I don’t see an issue with a 17ltr aquarium as a breeding tank as there plenty of room plus there not the biggest of fish I have seen many breeder’s house fish in smaller set ups. I have made sure that if there is any issues with female getting to harassed by the male to move her into my larger tank set up then to add her back into the breeding tank once all is settled with the male I have brought them as a breeding pair so they should be paired off and have been advised they have been showing spawning  activities.


----------



## mort (21 Feb 2021)

Love the enthusiam but even with breeding pairs you can see aggression if the female isn't receptive to the male. I would read some of the journals on apistogramma.com because even experienced breeder with much larger tanks do experience mortalities. If you were to move any of the fish I would move the male. Dropping a new female that's not ready to breed in a tiny tank with a male isn't the easiest thing to get away with. At the very least try and make sure that the female has an area that it can escape to that the male can't fit in. With apistogramma this tends to be a cave that you partially cover the hole with some sand, the female can enter but the male can't. 

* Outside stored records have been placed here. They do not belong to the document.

PR #762, opened 2017-06-30
added linked clone abilities (snapshot & current machine state) to vm.clone

amitbet:
I tested the linked clone capabilities of the vm.create, but i wasn't able to get vSphere to clone a snapshot, so I added the functionality into vm.clone with 2 additional cmdline params.

### DIFF
--- a/govc/vm/clone.go
+++ b/govc/vm/clone.go
@@ -50,6 +50,8 @@ type clone struct {
 	customization string
 	waitForIP     bool
 	annotation    string
+	snapshot      string
+	link          string
 
 	Client         *vim25.Client
 	Datacenter     *object.Datacenter
@@ -101,6 +103,8 @@ func (cmd *clone) Register(ctx context.Context, f *flag.FlagSet) {
 	f.StringVar(&cmd.customization, "customization", "", "Customization Specification Name")
 	f.BoolVar(&cmd.waitForIP, "waitip", false, "Wait for VM to acquire IP address")
 	f.StringVar(&cmd.annotation, "annotation", "", "VM description")
+	f.StringVar(&cmd.snapshot, "snapshot", "current", "Snapshot name in the source VM for linked clones, to be used with -link=snapshot")
+	f.StringVar(&cmd.link, "link", "none", "Creates a linked clone from snapshot or source VM, values: snapshot | machine | none")
 }
 
 func (cmd *clone) Usage() string {
@@ -112,6 +116,16 @@ func (cmd *clone) Description() string {
 
 Examples:
   govc vm.clone -vm template-vm new-vm`
+}
+
+func (cmd *clone) searchForSnapshot(snapshotList []types.VirtualMachineSnapshotTree, snapNameToFind string) *types.ManagedObjectReference {
+	for _, sn := range snapshotList {
+		if sn.Name == snapNameToFind {
+			return &sn.Snapshot
+		}
+		return cmd.searchForSnapshot(sn.ChildSnapshotList, snapNameToFind)
+	}
+	return nil
 }
 
 func (cmd *clone) Process(ctx context.Context) error {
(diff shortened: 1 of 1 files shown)


dougm:
thanks @amitbet , any issues with the CLA?

govc/vm/clone.go
```diff
@@ -101,6 +103,8 @@ func (cmd *clone) Register(ctx context.Context, f *flag.FlagSet) {
 	f.StringVar(&cmd.customization, "customization", "", "Customization Specification Name")
 	f.BoolVar(&cmd.waitForIP, "waitip", false, "Wait for VM to acquire IP address")
 	f.StringVar(&cmd.annotation, "annotation", "", "VM description")
+	f.StringVar(&cmd.snapshot, "snapshot", "current", "Snapshot name in the source VM for linked clones, to be used with -link=snapshot")
```
dougm: Could we make the default `""` instead of `"current"`?

govc/vm/clone.go
```diff
@@ -101,6 +103,8 @@ func (cmd *clone) Register(ctx context.Context, f *flag.FlagSet) {
...
+	f.StringVar(&cmd.link, "link", "none", "Creates a linked clone from snapshot or source VM, values: snapshot | machine | none")
```
dougm: Could we make the default `""` instead of `"none"` ?

govc/vm/clone.go
```diff
@@ -114,6 +118,16 @@ Examples:
   govc vm.clone -vm template-vm new-vm`
 }
 
+func (cmd *clone) searchForSnapshot(snapshotList []types.VirtualMachineSnapshotTree, snapNameToFind string) *types.ManagedObjectReference {
```
dougm: Can you use the `VirtualMachine.FindSnapshot` instead? https://github.com/vmware/govmomi/blob/17b8c9ccb7f8c7b015d44c4ea39305c970a7bf31/object/virtual_machine.go#L525

govc/vm/clone.go
```diff
@@ -315,7 +329,46 @@ func (cmd *clone) cloneVM(ctx context.Context) (*object.Task, error) {
 		PowerOn:  false,
 		Template: cmd.template,
 	}
+	//datastoreref := cmd.Datastore.Reference()
```
dougm: just remove if the code isn't used.

govc/vm/clone.go
```diff
@@ -315,7 +329,46 @@ func (cmd *clone) cloneVM(ctx context.Context) (*object.Task, error) {
...
+		//get snapshots:
+		var o mo.VirtualMachine
+		vm := cmd.VirtualMachine
+		err = vm.Properties(ctx, vm.Reference(), []string{"snapshot"}, &o)
+		if err != nil {
+			return nil, err
+		}
 
+		if o.Snapshot == nil {
+			return nil, fmt.Errorf("Given VM does not have a snapshot to clone from. Create one, or use -link=machine to create a macine linked clone")
```
dougm: typo `macine`

govc/vm/clone.go
amitbet: What should the expected behavior be for "" ?

amitbet:
Ok, I made the changes.
when using the default (snapshot=""), govc will do a snapshot clone using the current snapshot, same behavior as before, just without the string "current".

govc/vm/clone.go
```diff
@@ -316,6 +320,49 @@ func (cmd *clone) cloneVM(ctx context.Context) (*object.Task, error) {
 		Template: cmd.template,
 	}
 
+	if cmd.link == "snapshot" {
+		relocateSpec.DiskMoveType = string(types.VirtualMachineRelocateDiskMoveOptionsCreateNewChildDiskBacking)
+		cloneSpec.Location = relocateSpec
+		//get snapshots:
+		var o mo.VirtualMachine
+		vm := cmd.VirtualMachine
+		err = vm.Properties(ctx, vm.Reference(), []string{"snapshot"}, &o)
```
dougm: Thanks @amitbet , I think we could simplify this further by changing `FindSnapshot` to return CurrentSnapshot if name == "" (diff below).  Then we don't need to load the snapshot property here and validation/errors are all handled within `FindSnapshot`.  What do you think?

```diff
modified   object/virtual_machine.go
@@ -534,6 +534,10 @@ func (v VirtualMachine) FindSnapshot(ctx context.Context, name string) (Referenc
 		return nil, errors.New("No snapshots for this VM")
 	}
 
+	if name == "" {
+		return o.Snapshot.CurrentSnapshot, nil
+	}
+
 	m := make(snapshotMap)
 	m.add("", o.Snapshot.RootSnapshotList)
```

govc/vm/clone.go
```diff
@@ -316,6 +320,49 @@ func (cmd *clone) cloneVM(ctx context.Context) (*object.Task, error) {
...
+		}
+
+		//if we should use a specific snapshot
+		if cmd.snapshot != "" && cmd.snapshot != "current" {
+			snap, err := vm.FindSnapshot(ctx, cmd.snapshot)
+			if err != nil {
+				return nil, err
+			}
+
+			if snap == nil {
```
dougm: Note that `FindSnapshot` does not return an nil snapshot without having returned a non-nil error, so there's no need for this check.

dougm: I suppose to keep it that way, we'd probably want to change the diff above to:
```diff
@@ -534,6 +534,14 @@ func (v VirtualMachine) FindSnapshot(ctx context.Context, name string) (Referenc
 		return nil, errors.New("No snapshots for this VM")
 	}
 
+	if name == "" {
+		if o.Snapshot.CurrentSnapshot != nil {
+			return o.Snapshot.CurrentSnapshot, nil
+		}
+
+		return nil, errors.New("No current snapshot for this VM")
+	}
+
 	m := make(snapshotMap)
 	m.add("", o.Snapshot.RootSnapshotList)
 
```

dougm:
@amitbet I tried this out today and made a few changes, mainly:

- The '-link' flag is now a bool

- The '-snapshot' flag requires an argument.  Rather than have a default for current, add a '-C' flag to snapshot.tree to get the current name.

https://github.com/vmware/govmomi/compare/master...dougm:pr-762

Let me know what you think, thanks!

This chap has bred fish for over 50 years and it's shows what he thinks you really need.


----------



## Hufsa (21 Feb 2021)

Hey @Nathanh2150 , this may sound a bit direct and I dont mean to offend you by writing this.
But I cant help but notice you've made a lot of threads on the forum asking for help,
and many knowledgeable members have chimed in to help you make good choices and to avoid mistakes.
Instead it feels a bit like you are asking for advice and then doing whatever you want to do instead, which is discouraging for the people who are taking their time to write up posts trying to help you.
I really think you could do better at taking to heart the advice you are given, and listening to it.
Its a good thing to consider all the options and not following all advice blindly, but its not a good thing to be too headstrong either.

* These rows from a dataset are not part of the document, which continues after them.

PR #768, opened 2017-07-07
Fixing tar header and content order mismatch

morris-jason:
Experienced a situation where tar headers were invalid but content was still being written to the tar archive. Consuming the guest download in a tar reader was causing EOFs in the middle of the tar stream.

### DIFF
--- a/toolbox/hgfs/archive.go
+++ b/toolbox/hgfs/archive.go
@@ -229,25 +229,21 @@ func archiveRead(u *url.URL, tr *tar.Reader) error {
 
 // archiveWrite writes the contents of the given source directory to the given tar.Writer.
 func archiveWrite(u *url.URL, tw *tar.Writer) error {
-	dir := filepath.Dir(u.Path)
 
 	return filepath.Walk(u.Path, func(file string, fi os.FileInfo, err error) error {
 		if err != nil {
 			return filepath.SkipDir
 		}
 
-		name := strings.TrimPrefix(file, dir)[1:]
-
-		header, _ := tar.FileInfoHeader(fi, name)
-
-		header.Name = name
-
-		if header.Typeflag == tar.TypeDir {
-			header.Name += "/"
+		header, err := tar.FileInfoHeader(fi, fi.Name())
+		if err != nil {
+			return err
 		}
+		header.Name = strings.TrimPrefix(
+			strings.Replace(file, filepath.Dir(u.Path), "", -1),
+			string(filepath.Separator))
 
 		var f *os.File
-
 		if header.Typeflag == tar.TypeReg && fi.Size() != 0 {
 			f, err = os.Open(file)
 			if err != nil {
@@ -258,7 +254,9 @@ func archiveWrite(u *url.URL, tw *tar.Writer) error {
 			}
 		}
 
-		_ = tw.WriteHeader(header)
+		if err := tw.WriteHeader(header); err != nil {
+			return err
+		}
 
 		if f != nil {
 			_, err = io.Copy(tw, f)
@@ -266,5 +264,6 @@ func archiveWrite(u *url.URL, tw *tar.Writer) error {
 		}
 
 		return err
+
 	})
 }


vim25/soap/client.go
```diff
@@ -686,10 +686,7 @@ func (c *Client) Download(u *url.URL, param *Download) (io.ReadCloser, int64, er
 	}
 
 	r := res.Body
-
-	if strings.HasSuffix(u.Path, "/") {
```
dougm: This was intentional, to avoid the slim but possible case of hitting the gzip header sequence when downloading a regular file.  Is there an issue with having the client use a trailing "/" to specify a directory?  

Is this what you meant by "missing backslashes"?

toolbox/hgfs/archive.go
```diff
@@ -229,42 +229,37 @@ func archiveRead(u *url.URL, tr *tar.Reader) error {
...
-		_ = tw.WriteHeader(header)
+		if err := tw.WriteHeader(header); err != nil {
+			return err
+		}
 
-		if f != nil {
-			_, err = io.Copy(tw, f)
-			_ = f.Close()
+		content, err := os.Open(file)
+		defer content.Close()
```
dougm: This will panic if os.Open returns an error.
And why the change to use defer?

toolbox/hgfs/archive.go
```diff
@@ -229,42 +229,37 @@ func archiveRead(u *url.URL, tr *tar.Reader) error {
...
-		if header.Typeflag == tar.TypeReg && fi.Size() != 0 {
-			f, err = os.Open(file)
-			if err != nil {
-				if os.IsPermission(err) {
-					return nil
-				}
-				return err
-			}
+		if header.Typeflag != tar.TypeReg {
+			return nil
```
dougm: Then we don't get tar entries for symlink or directories.

toolbox/hgfs/archive.go
```diff
@@ -229,42 +229,37 @@ func archiveRead(u *url.URL, tr *tar.Reader) error {
...
 		}
 
-		_ = tw.WriteHeader(header)
+		if err := tw.WriteHeader(header); err != nil {
+			return err
```
dougm: Was there a case where WriteHeader returned an error related to the header itself?  Otherwise, if the pipe was closed, then the io.Copy below would return the same error.

toolbox/hgfs/archive.go
```diff
@@ -229,42 +229,37 @@ func archiveRead(u *url.URL, tr *tar.Reader) error {
...
 
-		if f != nil {
-			_, err = io.Copy(tw, f)
-			_ = f.Close()
+		content, err := os.Open(file)
+		defer content.Close()
+		if err != nil {
+			return err
+		}
+		if _, err := io.Copy(tw, content); err != nil {
```
dougm: Why add the if statement here, rather than just return error as the original code did?

toolbox/hgfs/archive.go
```diff
@@ -229,42 +229,37 @@ func archiveRead(u *url.URL, tr *tar.Reader) error {
 
 // archiveWrite writes the contents of the given source directory to the given tar.Writer.
 func archiveWrite(u *url.URL, tw *tar.Writer) error {
-	dir := filepath.Dir(u.Path)
 
 	return filepath.Walk(u.Path, func(file string, fi os.FileInfo, err error) error {
 		if err != nil {
-			return filepath.SkipDir
+			return err
```
dougm: This was intentional, behaves like the tar command (tho tar prints a warning in this case).

toolbox/hgfs/archive.go
morris-jason: Yeah that was supposed to go after the write. Fixed.

toolbox/hgfs/archive.go
morris-jason: reverted.

vim25/soap/client.go
morris-jason: I'll add it back in and just guarantee the user enters a backslash on my side.

toolbox/hgfs/archive.go
morris-jason: Didn't know it would panic. reverting.

morris-jason:
Updated the pr to be more accurate. Tests now passing.

toolbox/hgfs/archive.go
morris-jason: I was having issues on the consuming side with tar readers receiving EOFs for tar headers. I suspect there was an error writing the header, but the copy below still succeeded. That's why I'm returning here if there's an error.

toolbox/hgfs/archive.go
```diff
@@ -229,42 +229,36 @@ func archiveRead(u *url.URL, tr *tar.Reader) error {
...
+			string(filepath.Separator))
 
-		var f *os.File
+		if err := tw.WriteHeader(header); err != nil {
+			return err
+		}
 
 		if header.Typeflag == tar.TypeReg && fi.Size() != 0 {
-			f, err = os.Open(file)
+			f, err := os.Open(file)
```
dougm: Now the file isn't closed at all, so this leaks file descriptors.

The ignored errors from FileInfoHeader and WriteHeader were intentional, the additional checks aren't needed afaict.

And didn't see a response to this question in the first review "Can't tell how this is different without trying it, or what exactly was broken. Can you give some examples?"

morris-jason: I was having issues on the consuming side with tar readers receiving EOFs for tar headers. I suspect there was an error writing the header, but the copy still still succeeded.

toolbox/hgfs/archive.go
dougm: You would get an "unexpected EOF" if InitializeTransferFromGuest was called without the trailing "/".  Otherwise, I'm not seeing why these changes are needed.  Just want to understand what the issue(s) are.

morris-jason:
Closing, reproduced the errors regardless of these changes.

I write this with the best of intentions and I hope you have a successful first spawn with your apistos.
As the other posters above have written I think you need to get them a much bigger setup.


----------



## dw1305 (21 Feb 2021)

Hi all, 
They are a <"good fish to try">, they aren't difficult and you can rehome the juvenile fish without too many problems. 


Nathanh2150 said:


> I have a 17ltr aquarium


I'm not being funny, but you need a much bigger tank.


Nathanh2150 said:


> I don’t see an issue with a 17ltr aquarium as a breeding tank


You don't have to listen to any of the posters on this thread, but  I can tell you unequivocally that it isn't anything like big enough and the advice @Conort2 and @mort  would be my advice as well.


Nathanh2150 said:


> I have brought them as a breeding pair so they should be paired off





Nathanh2150 said:


> thinking do I need a breeding trap to store the baby’s in I have been looking at the Fluval Breeding Box.

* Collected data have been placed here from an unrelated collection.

PR #1507, opened 2019-06-25
Add govmomi performance example

amandahla:
Creates a new performance example in Go's example style as the others in PR #1505.

### DIFF
--- a/performance/example_test.go
+++ b/performance/example_test.go
@@ -1,0 +1,106 @@
+/*
+Copyright (c) 2019 VMware, Inc. All Rights Reserved.
+
+Licensed under the Apache License, Version 2.0 (the "License");
+you may not use this file except in compliance with the License.
+You may obtain a copy of the License at
+
+    http://www.apache.org/licenses/LICENSE-2.0
+
+Unless required by applicable law or agreed to in writing, software
+distributed under the License is distributed on an "AS IS" BASIS,
+WITHOUT WARRANTIES OR CONDITIONS OF ANY KIND, either express or implied.
+See the License for the specific language governing permissions and
+limitations under the License.
+*/
+
+package performance_test
+
+import (
+	"context"
+	"fmt"
+
+	"github.com/vmware/govmomi/performance"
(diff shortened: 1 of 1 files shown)


performance/example_test.go
```diff
@@ -0,0 +1,107 @@
...
+				counter := counters[v.Name]
+				units := counter.UnitInfo.GetElementDescription().Label
+
+				instance := v.Instance
+				if instance == "" {
+					instance = "-"
+				}
+
+				if len(v.Value) != 0 && v.Name == "sys.uptime.latest" {
+					//fmt.Printf("%s\t%s\t%s\t%s\t%s\n",name, instance, v.Name, v.ValueCSV(), units)
```
dougm: Let's leave commented code out of the examples.

performance/example_test.go
```diff
@@ -0,0 +1,107 @@
...
+	"fmt"
+
+	"github.com/vmware/govmomi/performance"
+	"github.com/vmware/govmomi/simulator"
+	"github.com/vmware/govmomi/view"
+	"github.com/vmware/govmomi/vim25"
+	"github.com/vmware/govmomi/vim25/types"
+)
+
+func ExamplePerformance_ToMetricSeries() {
```
dougm: CI failed here: https://travis-ci.org/vmware/govmomi/jobs/550296363
Needs to be `PerformanceManager` instead of just `Performance`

_Apistogramma cacatuoides_ isn't exactly  pair forming, they are harem breeders, the best results come from leaving the fry in with the female until well after they are free-swimming.

cheers Darrel


----------



## Conort2 (21 Feb 2021)

I only say these things as I’ve done the exact same thing in the past when I couldn’t find decent advice so freely and seen the consequences. I’d rather people learn from my mistakes than go kill the fish themselves. Apistogramma may be small but they can be vicious when it comes to breeing, they’re cichlids not platys. They’ll herd a whole community aquarium to one corner of a 36inch tank when spawning.

Stick some endler guppy’s in there if you want to breed fish in a 17litre tank.


----------



## Sammy Islam (21 Feb 2021)

I'm not going to repeat what others have said, as the advice is clear. In reality the fish need to be happy with their environment before they will consider spawning. The fish might be small but this doesn't mean you can put them in a small tanks, different fish have different requirements and temperaments regardless of their size, take the pea puffer as an example.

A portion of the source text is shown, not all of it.